Glencore, which is working with Citigroup Inc., has indicated its deal would be dead if Teck investors approve the split later this month.
The clock started ticking on Monday 3rd April, with Teck’s announcement that it rejected a proposal from Glencore to buy the company for shares and then spin off the combined coal businesses.
Teck says it has no interest in Glencore’s offer, and Keevil himself has been unequivocal in his rejection, telling Canada’s Globe and Mail that he wouldn’t sell to Glencore at any price.
Yet Glencore remains undeterred and chief executive officer Gary Nagle spent Monday afternoon on calls with investors, analysts and reporters extolling the merits of the plan.
The deal would be Glencore’s biggest since its company-defining purchase of Xstrata Plc in 2013, and promises the double benefit of snapping up Teck’s lucrative copper mines — at a time when the world is bracing for a shortage — while also providing an exit from thermal coal mining.
In private conversations, at least two investors with small amounts of Teck shares said they would like to see the company engage with Glencore, although they declined to comment on how they planned to vote in three weeks time.
Teck reiterated on Tuesday 4th April, that its board and special committee are confident that its own plan to split is in the best interests of the company and all its stakeholders.

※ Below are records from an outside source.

Issue #1018, opened 2020-10-13
Mail loop for sympa-request address


StianAndreassen79:
Hi Sympa Team,

Thanks for a great product! We have used it for years here at James Cook University. We have recently upgraded from 6.1.4 to 6.2.56, and we're seeing an issue that others have reported with this version. It's pertaining to how messages to sympa-request appear to be delivered to the sympa queue, but rejected as there's no such list, and they never should have been routed there in the first place.

Other bug reports have been logged regarding this;
https://github.com/sympa-community/sympa/issues/995
https://github.com/sympa-community/sympa/issues/957

We saw the same issue on our Sympa once we opened the new production server to mail in and out, it never happened in our test environment that was run for a while before we cut over to the production server. The issue manifested itself in extremely verbose log files, overworked spools and eventually RAM issues leading to paging and RAM initialization issues for the main Sympa threads. The delivery attempt occurred several times pr minute, the worst case I found was 143 times pr minute, all day and all night.

We implemented a workaround of adding a regexp to our virtual.regexp file, which is a virtual_maps regex defined in main.cf, as we don't use sendmail aliases, we use only regexp in our postfix configuration. This line effectively forwards these messages to /dev/null and the issue disappears;
`/^sympa-request\@<list-domain>\.<dc>\.<dc>\.<dc>$/ devnull@localhost`
We then have an entry in /etc/aliases that handles this; 
devnull: /dev/null
as indicated in the other issues logged about this.

The reason why I'm submitting this issue, is that it would appear that the other issues logged seem to point to the root cause of this issue is a postfix misconfiguration where there are emails being routed IN to the Sympa host, sent to "sympa@listdomain.maildomain", evidenced by Sympa's log entries. But how can it be a postfix issue, if the 
"FROM" address entries in both Sympa and postfix's log files show that;
1. maillog has NO value for "from"
2. sympa.log has "recipients=sympa-request@listdomain.maildomain; sender=sympa-request@listdomain.maildomain"

This leads me to believe that the emails appearing to be sent to sympa@listdomain.maildomain are actually being sent by Sympa itself, or may be a result of only using regexp configuration for postfix? Our sympa_aliases file is identical to what's in the documentation, but obviously having the list and mail domains modified. What are the chances you could look at this issue again?

ikedas:
Hi @StianAndreassen79 ,
Could you please show a concrete example of log lines in which there is 'NO value for "from"'?  I cannot understand what you mean.

[...]

PR #1019, opened 2020-10-14
Workaround for mail loop for sympa-request address (#1018)

ikedas:
As of Postfix 2.3, Content of Return-Path: pseudo-header field added by pipe(8) for null envelope sender became "MAILER-DAEMON".  Empty `null_sender` option will prevent this behavior.
As a workaround, the uppercase "<MAILER-DAEMON>" will be treated as null envelope sender.

This is a workaround for #1018 .

### DIFF
--- a/src/lib/Sympa/Message.pm
+++ b/src/lib/Sympa/Message.pm
@@ -134,6 +134,9 @@ sub new {
         my $addr = $1;
         if ($addr =~ /<>/) {    # special: null envelope sender
             $self->{'envelope_sender'} = '<>';
+        } elsif ($addr =~ /<MAILER-DAEMON>/) {
+            # Same as above, but a workaround for pipe(8) of Postfix 2.3+.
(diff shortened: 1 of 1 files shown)


src/lib/Sympa/Message.pm
```diff
@@ -4377,6 +4380,10 @@ Prepending C<Return-Path:> is available by default.
 
 Add C<R> to the C<flags=> attributes in master.cf.
 
+Additionally with Postfix 2.3 or later, add an empty C<null_sender=>
+attribute.
+Or "null envelope sender" would be replaced with C<E<lt>MAILER-DAEMONE<gt>>.
```
racke, line 4385: Typo: s/MAILER-DAEMONE/MAILER-DAEMON/.

ikedas: `E` is a part of `E<gt>`.

Issue #634, opened 2019-06-03
Add « report as spam » button in archives


ldidry:
Expected Behavior
-----------------
Currently, only mails awaiting for moderation can be reported as spam

Current Behavior
----------------
I wish moderators/owners to be able to report mail as spam even if it has been already delivered (use case: non-moderated lists).

This would make the antispam able to learn spams that it missed.

Possible Solution
-----------------
Add « report as spam » button in archives pages for moderators/owners

Context
-------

The biggest holders of Teck’s class B shares are China Investment Corp., BlackRock Inc. and Dodge & Cox, according to data compiled by Bloomberg.
Some analysts have suggested Glencore may need to raise its offer.
“Teck’s rejection of the bid means Glencore may need to improve its offer by $2-3 billion, we think, before Teck’s shareholders vote on the company’s own separation plan on April 26,” Bloomberg Intelligence analysts Grant Sporre and Alon Olsha wrote Tuesday.
While Bloomberg reported Monday that Teck is willing to entertain offers from potential suitors after it finishes the spinoff of its steelmaking coal business, so far there is little indication that Glencore’s rivals are rushing to jump into the fray.
Executives at BHP Group, Rio Tinto Group and Anglo American Plc are watching closely, but are more likely to hold off on any moves until after the Teck vote, according to people familiar with the matter.